* **Instructions to follow**: Return each line of the records holding the string "related".

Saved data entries

☆ ☆ ☆ ☆ ☆ ☆ ☆

PR #501, opened 2018-03-25
Correct a small issue in recodePath

benrubson:
Hi,

This PR corrects a small issue in recodePath, where a path to decode could begin with a trailing '+' (trailing '/' are encoded to '+').
It then revert 154839d67c9b7504687bcc2301fd2782ff9f3368 which is no more needed, this solution is much generic / much nicer.

This has been found adding `encfsctl --reverse cat`, where a user could provide a path beginning with a trailing '/'.

Thank you 👍 

Ben

### DIFF
--- a/encfs/NameIO.cpp
+++ b/encfs/NameIO.cpp
@@ -146,8 +146,8 @@ std::string NameIO::recodePath(
   string output;
 
   while (*path != 0) {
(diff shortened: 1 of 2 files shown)


benrubson:
Yep don't merge this, too many potential side effects...

PR #503, opened 2018-03-29
Retry Apple & Cygwin unmount

benrubson:
Hi,

Sometimes Cygwin process needs more than one signal to fully stop.
So this PR adds a retry loop to the `pkill` command.
While here, also add a retry loop to the Apple `unmount` command, we never know...

Thx 👍 

Ben

### DIFF
--- a/encfs/FileUtils.cpp
+++ b/encfs/FileUtils.cpp
@@ -1737,15 +1737,27 @@ void unmountFS(const char *mountPoint) {
   fuse_unmount(mountPoint, nullptr);
 #ifdef __APPLE__
   // fuse_unmount does not work on Mac OS, see #428
-  unmount(mountPoint, MNT_FORCE);
+  int ret = 3;
+  while (ret-- > 0) {
+    if (unmount(mountPoint, MNT_FORCE) == 0) {
+      break;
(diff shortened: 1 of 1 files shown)


rfjakob:
You have observed the problem on Windows? What do you see when you observe the problem?

benrubson:
Yes I have observed the problem on Windows.
Generally, mainly after some quite important activity on the FS, when unmounting (when sending `INT` signal to the process), FS correctly unmounts (`X:` - `/cygdrive/x` is not more available), but encfs process is still running.
Sending a second `INT` signal makes the process to exit.

rfjakob:
Sounds similar to https://github.com/vgough/encfs/issues/470 - I think we should rather fix the underlying issue

benrubson:
Yes sounds quite similar in terms of behavior.
Would then mean that #470 is not related to idleMonitor (I did not use it on Windows).
And that it is not FreeBSD related.

rfjakob:
Yes there may be a bug in the unmount process. Looking at the stacktraces you posted (thanks!) it's pretty strange that all threads hang in `pthread_cleanup_pop`.

PR #505, opened 2018-04-06
Exit idleMonitor thread when it has finished

benrubson:
Hi,

This PR makes the idleMonitor thread to exit as soon as it has finished.
This could help in debugging situations such as #470.

Thank you !

Ben


benrubson:
Thx for your 2 approvals @rfjakob 👍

☆ ☆ ☆ ☆ ☆ ☆ ☆

* **Your solution**:
Would then mean that #470 is not related to idleMonitor (I did not use it on Windows).
And that it is not FreeBSD related.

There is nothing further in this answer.